● **What is required**
Lines to restate from the data below: from the one containing "Err.. I did" to the one containing "ricejasonf: I had", both included. Give them again exactly, and only them.
━━ Data shown
PR #377, opened 2018-01-01
Add support for GCC 5

### LINKED ISSUE #368: Is it possible to support gcc 5.5?
gcc 5.5 was released!! Is it possible to support gcc 5.5?

ldionne:
This PR is a work in progress that attempts to add support for GCC 5.5, as suggested in #368. It may never make it, depending on the amount of work necessary to support GCC 5.5.

Fixes #368


ldionne:
Note: Travis containers are still on GCC 5.4.x: https://travis-ci.org/boostorg/hana/jobs/323891150#L302

ldionne:
GCC 5 is kinda old, I'm closing this because I don't think it's worth the effort.

PR #378, opened 2018-01-01
Add tests pre-check for B2

Kojoley:


ldionne:
This seems to have broken our Travis build: https://travis-ci.org/boostorg/hana/jobs/323956679#L4190. Any ideas?

Kojoley:
Oops.
I have checked `libs/config/checks/config.jam` of `boost_1_65_1.tar.gz` the travis is downloading and it is here.
I am wondering if `import config : requires ;` is supported only by the latest b2, while older versions only worked with `import ../../config/checks/config : requires ;`?

ldionne:
I think this is because we don't actually build Hana as a subdirectory of the Boost tree. I'm trying to tweak the Travis [here](https://github.com/boostorg/hana/commit/b156c68e8f4d96d1e9cf4d10e27485348242f727).

ldionne:
FYI, this has been fixed by https://github.com/boostorg/hana/pull/385

PR #391, opened 2018-03-05
Make some containers final and add notes about assumptions about representation

### LINKED ISSUE #388: inherit from empty tuple
A class inherited from an empty tuple can not be passed to boost::hana::unpack() (or any other hana method that uses unpack).

```
    template<typename... T>
    struct test : hana::tuple<T...> { };

    hana::for_each(test<> { }, [](auto){
        cout << "fuu" << endl;
    });
```

As soon as you have at least one template parameter, everything works as expected.

```
    hana::for_each(test<int> { }, [](auto){
        cout << "fuu" << endl;
    });
```

Possible solution for that issue:

```
    template <>
    struct unpack_impl<tuple_tag> {

        template<typename Xs, typename = void>
        struct helper
        {
            template <typename F>
            static constexpr decltype(auto) apply(Xs&& xs, F&& f)
                { return hana::unpack(static_cast<Xs&&>(xs).storage_, static_cast<F&&>(f)); }
        };

        template<typename Xs>
        struct helper<Xs,   std::enable_if_t<
                                std::is_base_of<
                                    tuple<>,
                                    std::remove_cv_t<
                                        std::remove_reference_t<Xs>
                                    >
                                >::value
                            >>
        {
            template <typename F>
            static constexpr decltype(auto) apply(Xs&&, F&& f)
                { return static_cast<F&&>(f)(); }
        };

        template <typename Xs, typename F>
        static constexpr decltype(auto) apply(Xs&& xs, F&& f) {
            return helper<Xs>::apply(static_cast<Xs&&>(xs), static_cast<F&&>(f));
        }
    };
```

ldionne:
Also, add tests to make sure that an empty pair can be EBO'd. This one is very important because a typical use case is to create a tuple of pairs of empty types (e.g. in `hana::map`), and we expect this to be empty.

Fixes #388

### DIFF
--- a/doc/tutorial.hpp
+++ b/doc/tutorial.hpp
@@ -2024,7 +2024,10 @@ a container unspecified; they are explained in the
 [rationales](@ref tutorial-rationales-container_representation).
 When the representation of a container is implementation-defined, one must
 be careful not to make any assumptions about it, unless those assumption
-are explicitly allowed in the documentation of the container.
+are explicitly allowed in the documentation of the container. For example,
+assuming that one can safely inherit from a container or that the elements
+in the container are stored in the same order as specified in its template
+argument list is generally not safe.
 
 
 @subsubsection tutorial-containers-types-overloading Overloading on container types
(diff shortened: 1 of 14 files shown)


ricejasonf:
Perhaps `hana::map<???>` and others should be in the `detail` namespace.

ldionne:
> Perhaps hana::map<???> and others should be in the detail namespace.

No, because `hana::map<...>` can be used to specify the type of a map. The type exists, it's just that what the type is is unspecified.

PR #392, opened 2018-04-06
[lift] Defer concept check until invocation

ricejasonf:
Here is my use case to justify this:

```cpp
#include <boost/hana/fwd/lift.hpp>

namespace full_duplex {
    struct promise_tag { };

    struct promise_fn {
        template <typename AsyncFn>
        constexpr auto operator()(AsyncFn&&) const;
    };

    constexpr promise_fn promise{};

    constexpr boost::hana::lift_t<promise_tag> promise_lift;
    // ^ requires promise_tag to be an Applicative before there is a chance to implement
}
```
BTW
I'm making a clean break and implementing my promise stuff as a proper `hana::Monad`.
Shameless plug: [Generalized Full Duplex Messaging](http://sched.co/EC73)

### DIFF
--- a/include/boost/hana/fwd/lift.hpp
+++ b/include/boost/hana/fwd/lift.hpp
@@ -49,7 +49,10 @@ BOOST_HANA_NAMESPACE_BEGIN
     struct lift_impl : lift_impl<A, when<true>> { };
 
     template <typename A>
-    struct lift_t;
+    struct lift_t {
+        template <typename X>
+        constexpr auto operator()(X&& x) const;
+    };
 
     template <typename A>
     constexpr lift_t<A> lift{};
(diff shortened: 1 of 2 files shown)


ldionne:
Your change makes Doxygen [emit a warning](https://travis-ci.org/boostorg/hana/jobs/363325746#L1648); please use `//! @cond` and `// @endcond` around the definition of `operator()` -- I think that should make it go away.

ricejasonf:
Fixed the warning
```
root@873199c26702:/opt/build# make doc
Scanning dependencies of target doc
Generating API documentation with Doxygen
Built target doc
root@873199c26702:/opt/build#
```

ldionne:
Thanks for the PR!

PR #393, opened 2018-04-12
More deferring concept checks

ricejasonf:
I encountered this chicken/egg thing again with `sum<Tag>` so I hit them all to be consistent.

:sweat_smile:

### DIFF
--- a/include/boost/hana/sum.hpp
+++ b/include/boost/hana/sum.hpp
@@ -23,28 +23,26 @@ Distributed under the Boost Software License, Version 1.0.
 
 
 BOOST_HANA_NAMESPACE_BEGIN
+    //! @cond
     template <typename M>
-    struct sum_t {
+    template <typename Xs>
+    constexpr decltype(auto) sum_t<M>::operator()(Xs&& xs) const {
+        using S = typename hana::tag_of<Xs>::type;
+        using Sum = BOOST_HANA_DISPATCH_IF(sum_impl<S>,
+            hana::Foldable<S>::value
+        );
+
     #ifndef BOOST_HANA_CONFIG_DISABLE_CONCEPT_CHECKS
         static_assert(hana::Monoid<M>::value,
         "hana::sum<M> requires 'M' to be a Monoid");
+
+        static_assert(hana::Foldable<S>::value,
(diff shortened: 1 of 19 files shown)


include/boost/hana/sum.hpp
```diff
@@ -23,28 +23,28 @@ Distributed under the Boost Software License, Version 1.0.
...
-            using S = typename hana::tag_of<Xs>::type;
-            using Sum = BOOST_HANA_DISPATCH_IF(sum_impl<S>,
-                hana::Foldable<S>::value
-            );
+        using S = typename hana::tag_of<Xs>::type;
+        using Sum = BOOST_HANA_DISPATCH_IF(sum_impl<S>,
+            hana::Foldable<S>::value
+        );
 
-        #ifndef BOOST_HANA_CONFIG_DISABLE_CONCEPT_CHECKS
```
ldionne: Could you please group the two concept checks inside the same `#ifndef` please? Here and elsewhere.

ricejasonf:
Err.. I did two force pushes so maybe the checks for bb412ea can be stopped.

ricejasonf:
It looks like the documentation test failed, but this time it wasn't my fault :stuck_out_tongue: 
> The program 'doxygen' is currently not installed. To run 'doxygen' please ask your administrator to install the package 'doxygen'

FWIW I ran `make doc` on my system and it doens't have any warnings.
```
root@256fd253009f:/opt/build# make doc
Scanning dependencies of target doc
Generating API documentation with Doxygen
Built target doc
root@256fd253009f:/opt/build#
```

include/boost/hana/sum.hpp
ldionne: Ping. I'm good to merge this once this is done. I'd like to avoid having multiple `#ifdefs` for `BOOST_HANA_CONFIG_DISABLE_CONCEPT_CHECKS` in the same function when that makes sense.

ricejasonf: I had pushed for this, but apparently I missed the second overloads for `monadic_fold_left/right`.
I rechecked them all and pushed again. Should be fixed now. :sweat_smile:

ldionne:
Thank you!

PR #394, opened 2018-04-30
[tuple] remove superfluous conversion in example

ricejasonf:
The documentation states that the result of `tuple_c` is functionally equivalent to the call to `make_tuple` so the example should not require a conversion. Correct me if I am wrong.

I've seen confusion about this before, and here is the question that prompted this:
https://stackoverflow.com/questions/50101953/why-is-the-type-of-boosthanatuple-c-implementation-defined

Thanks :smile:


ldionne:
You are right. Not sure why there's a conversion in the first place.

PR #404, opened 2018-05-30
[experimental] Printable support for Visual C++

ricejasonf:
- Conditionally strips out preceding `struct` keyword since
    Microsoft's compiler includes that in the outputs of type_info::name

NOTE: I was not able to test this on Visual C++ as it is closed source and the version is likely not released.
━━━━
● **Output**
Err.. I did two force pushes so maybe the checks for bb412ea can be stopped.

ricejasonf:
It looks like the documentation test failed, but this time it wasn't my fault :stuck_out_tongue: 
> The program 'doxygen' is currently not installed. To run 'doxygen' please ask your administrator to install the package 'doxygen'

FWIW I ran `make doc` on my system and it doens't have any warnings.
```
root@256fd253009f:/opt/build# make doc
Scanning dependencies of target doc
Generating API documentation with Doxygen
Built target doc
root@256fd253009f:/opt/build#
```

include/boost/hana/sum.hpp
ldionne: Ping. I'm good to merge this once this is done. I'd like to avoid having multiple `#ifdefs` for `BOOST_HANA_CONFIG_DISABLE_CONCEPT_CHECKS` in the same function when that makes sense.

ricejasonf: I had pushed for this, but apparently I missed the second overloads for `monadic_fold_left/right`.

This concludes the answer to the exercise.